SOUTH SAN FRANCISCO, Calif., June 06, 2022 (GLOBE NEWSWIRE) -- Assembly Biosciences, Inc. (Nasdaq: ASMB), a clinical-stage biotechnology company developing innovative, investigational therapeutics targeting hepatitis B virus (HBV) and other viral diseases, today announced the initiation of a Phase 1b trial of its investigational next-generation, highly potent core inhibitor ABI-H3733 (3733).
 
3733 has demonstrated significantly increased potency against covalently closed circular DNA (cccDNA) formation and new virus production as compared to first-generation core inhibitors in preclinical studies, consistent with the company's strategy to optimize its next-generation candidates for antiviral activity against both mechanisms. This trial builds upon the results of a previous Phase 1a study of 3733 showing a favorable safety and pharmacokinetic profile and will evaluate a new tablet formulation with the potential for convenient once-daily dosing.
 
"We look forward to better understanding the safety profile and impact of activity of this novel, next-generation core inhibitor candidate in patients with chronic HBV infection through this trial," said John McHutchison, AO, MD, chief executive officer and president of Assembly Bio. "This study initiation serves as an important milestone in the clinical development program for 3733, a promising candidate that has demonstrated increased potency against both HBV core inhibitor mechanisms and against cccDNA formation in particular, and advances our strategy to pursue finite and curative HBV therapies."
 
The Phase 1b clinical trial is a randomized, multi-center, double-blind and placebo-controlled study that will evaluate the safety, pharmacokinetics and antiviral activity of 3733 in adults with chronic HBV (cHBV) infection.

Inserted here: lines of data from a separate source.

PR #1255, opened 2023-07-18
Use MariaDB instead of SQLite

smoshiur1237:
We are having CI issue where ironic database was locked. Community suggested to use MariaDB instead of SQLite for ironic.


furkatgofurov7 (approved):
/approve

@smoshiur1237 feel free to unhold when ready

PR #1256, opened 2023-07-19
Fix use of mariadb install option for CAPM3 branch

smoshiur1237:
After enabling the use of mariadb variable, we are seeing issue with release 1.2 and 1.3 branch of CAPM3. Which doesn't have any use of the install mariadb options. So excluding the -m option for those CAPM3 branches.

### DIFF
--- a/03_launch_mgmt_cluster.sh
+++ b/03_launch_mgmt_cluster.sh
@@ -24,7 +24,9 @@ if [ "${IRONIC_BASIC_AUTH}" == "false" ]; then
   BMO_IRONIC_ARGS+=("-n")
 fi
 if [ "${IRONIC_USE_MARIADB:-true}" == "true" ]; then
-  BMO_IRONIC_ARGS+=("-m")
+  if [[ "${CAPM3BRANCH}" != "release-1.3" ]] && [[ "${CAPM3BRANCH}" != "release-1.2" ]]; then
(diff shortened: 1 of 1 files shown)


Rozzii:
Is this still relevant @smoshiur1237  ?

lentzi90:
I don't like this way of working around it. If `IRONIC_USE_MARIADB=true` then it should always use mariadb. If it fails because the release branch cannot work with mariadb then so be it. Overriding the variable based on the branch is too surprising in my opinion.
If we want an early exit that is fine, just print an error and exit, but don't run with sqlite when `IRONIC_USE_MARIADB=true`.

tuminoid:
> I don't like this way of working around it. If `IRONIC_USE_MARIADB=true` then it should always use mariadb. If it fails because the release branch cannot work with mariadb then so be it. Overriding the variable based on the branch is too surprising in my opinion. If we want an early exit that is fine, just print an error and exit, but don't run with sqlite when `IRONIC_USE_MARIADB=true`.

I agree with Lennart here. Ignoring user config is recipe for disaster later on. If we know it will not work, then we will detect that and print an error, and exit. This leaves no ambiquity to user what went wrong.

smoshiur1237:
I do agree with @lentzi90 and also as 1.2 and 1.3 is EOL. I can close this PR and if someone wants to take it forward, I am ok with that.

PR #1259, opened 2023-07-26
Allow proxy for downloading IPA

fenggw-fnst:
In environments that require a proxy, the script fails during the IPA download step. This patch addresses this issue by adding support for proxy.

### DIFF
--- a/02_configure_host.sh
+++ b/02_configure_host.sh
@@ -21,7 +21,7 @@ if [[ "${IPA_DOWNLOAD_ENABLED}" = "true" ]] || [[ ! -r "${IRONIC_DATA_DIR}/html/
         sudo "${CONTAINER_RUNTIME}" run --rm --net host --name ipa-downloader ${POD_NAME} \
           -e "IPA_BASEURI=${IPA_BASEURI:-}" \
           -v "${IRONIC_DATA_DIR}:/shared" "${IPA_DOWNLOADER_IMAGE}" \
-          /bin/bash -c "/usr/local/bin/get-resource.sh &> /dev/null" && s=0 && break || s=$?
+          /bin/bash -c "http_proxy=${http_proxy:-} https_proxy=${https_proxy:-} /usr/local/bin/get-resource.sh &> /dev/null" && s=0 && break || s=$?
     done
     (exit "${s}")
 fi


02_configure_host.sh
```diff
@@ -21,7 +21,7 @@ if [[ "${IPA_DOWNLOAD_ENABLED}" = "true" ]] || [[ ! -r "${IRONIC_DATA_DIR}/html/
         sudo "${CONTAINER_RUNTIME}" run --rm --net host --name ipa-downloader ${POD_NAME} \
           -e "IPA_BASEURI=${IPA_BASEURI:-}" \
           -v "${IRONIC_DATA_DIR}:/shared" "${IPA_DOWNLOADER_IMAGE}" \
-          /bin/bash -c "/usr/local/bin/get-resource.sh &> /dev/null" && s=0 && break || s=$?
+          /bin/bash -c "http_proxy=${http_proxy} https_proxy=${https_proxy} /usr/local/bin/get-resource.sh &> /dev/null" && s=0 && break || s=$?
```
elfosardo, line 24: you should probably assign a default for http_proxy and https_proxy to avoid  undefined variable error

elfosardo (changes requested):

02_configure_host.sh
fenggw-fnst: Thanks for the review, done.

Sunnatillo (commented):
/lgtm

Sunnatillo (approved):
/lgtm

02_configure_host.sh
```diff
@@ -21,7 +21,7 @@ if [[ "${IPA_DOWNLOAD_ENABLED}" = "true" ]] || [[ ! -r "${IRONIC_DATA_DIR}/html/
         sudo "${CONTAINER_RUNTIME}" run --rm --net host --name ipa-downloader ${POD_NAME} \
           -e "IPA_BASEURI=${IPA_BASEURI:-}" \
           -v "${IRONIC_DATA_DIR}:/shared" "${IPA_DOWNLOADER_IMAGE}" \
-          /bin/bash -c "/usr/local/bin/get-resource.sh &> /dev/null" && s=0 && break || s=$?
+          /bin/bash -c "http_proxy=${http_proxy:-} https_proxy=${https_proxy:-} /usr/local/bin/get-resource.sh &> /dev/null" && s=0 && break || s=$?
```
tuminoid, line 24: In case the variables contain space, this will break the syntax. Add quotes around the variables, and mind that the command is already once quoted.

tuminoid (changes requested):

02_configure_host.sh
dtantsur: What does this command even do? It seems to just set the variables to themselves. What I think is needed instead, is something like `-e HTTP_PROXY` passed to podman/docker (and needs handling HTTP_PROXY vs http_proxy).

fenggw-fnst:
IPA download is no longer needed (see https://github.com/metal3-io/metal3-dev-env/pull/1272), so this PR can be closed.

PR #1261, opened 2023-07-27
Fix incorrect EFI firmware reference in VM template

Rozzii:
Until this change a secure boot enabled EFI firmware was used even when secure boot was not requested. The old reference caused boot failures whit non secure bootable EFI compatoble boot media.

NOTE: there is a separate option already to enable secure EFI boot in the dev-env.


kashifest (approved):

smoshiur1237 (commented):
/lgtm

Issue #1264, opened 2023-07-31
minikube delete hangs after bumping to v1.31.1


kashifest:
It seems like after bumping minikube to [v1.31.1](https://github.com/metal3-io/metal3-dev-env/pull/1262) tests are stuck while deleting minikube. 

One example run is here:

https://jenkins.nordix.org/view/Metal3%20Periodic/job/metal3_daily_release-1-4_e2e_integration_test_centos/104/console

kashifest:
It seems even after the WA in https://github.com/metal3-io/metal3-dev-env/pull/1265 , there are cases where libvirt daemon is becoming unresponsive https://jenkins.nordix.org/view/Metal3%20Periodic/job/metal3_daily_main_e2e_feature_test_centos/192/console . This issue can be marked as a flake. There are open issues linking this to libvirt issue: https://bugzilla.redhat.com/show_bug.cgi?id=2213660 

/kind flake

mboukhalfa:
@kashifest it this issue assigned or fixed by someone already ?

kashifest:
This can be closed.

PR #1265, opened 2023-07-31
Fix minikube delete hanging issue

kashifest:
Restart libvirtd helps in local test to allow minikube delete to proceed. This is a workaround until real issue is found. Its a workaround for #1264


Sunnatillo (approved):
/lgtm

The dose-escalation trial will enroll approximately 50 patients with diagnosed cHBV infection who are treatment naïve or who are off treatment. Patients will be randomized 8:2 between the new tablet formulation of 3733 and placebo for a period of 28 days. The objectives of the study include assessments of safety, tolerability and pharmacokinetics of 3733 in patients with cHBV infection, as well as changes in HBV DNA and other viral parameters associated with 3733 treatment. Results of the trial will support dose selection for a future Phase 2 trial.
 
Additional information about the Phase 1b clinical trial will be available at www.clinicaltrials.gov. Additional details about the new tablet formulation of 3733 will be provided in a poster accepted for presentation at the International Liver Congress™ (ILC), the Annual Meeting of the European Association for the Study of the Liver (EASL), taking place virtually and in person in London on June 22-26, 2022.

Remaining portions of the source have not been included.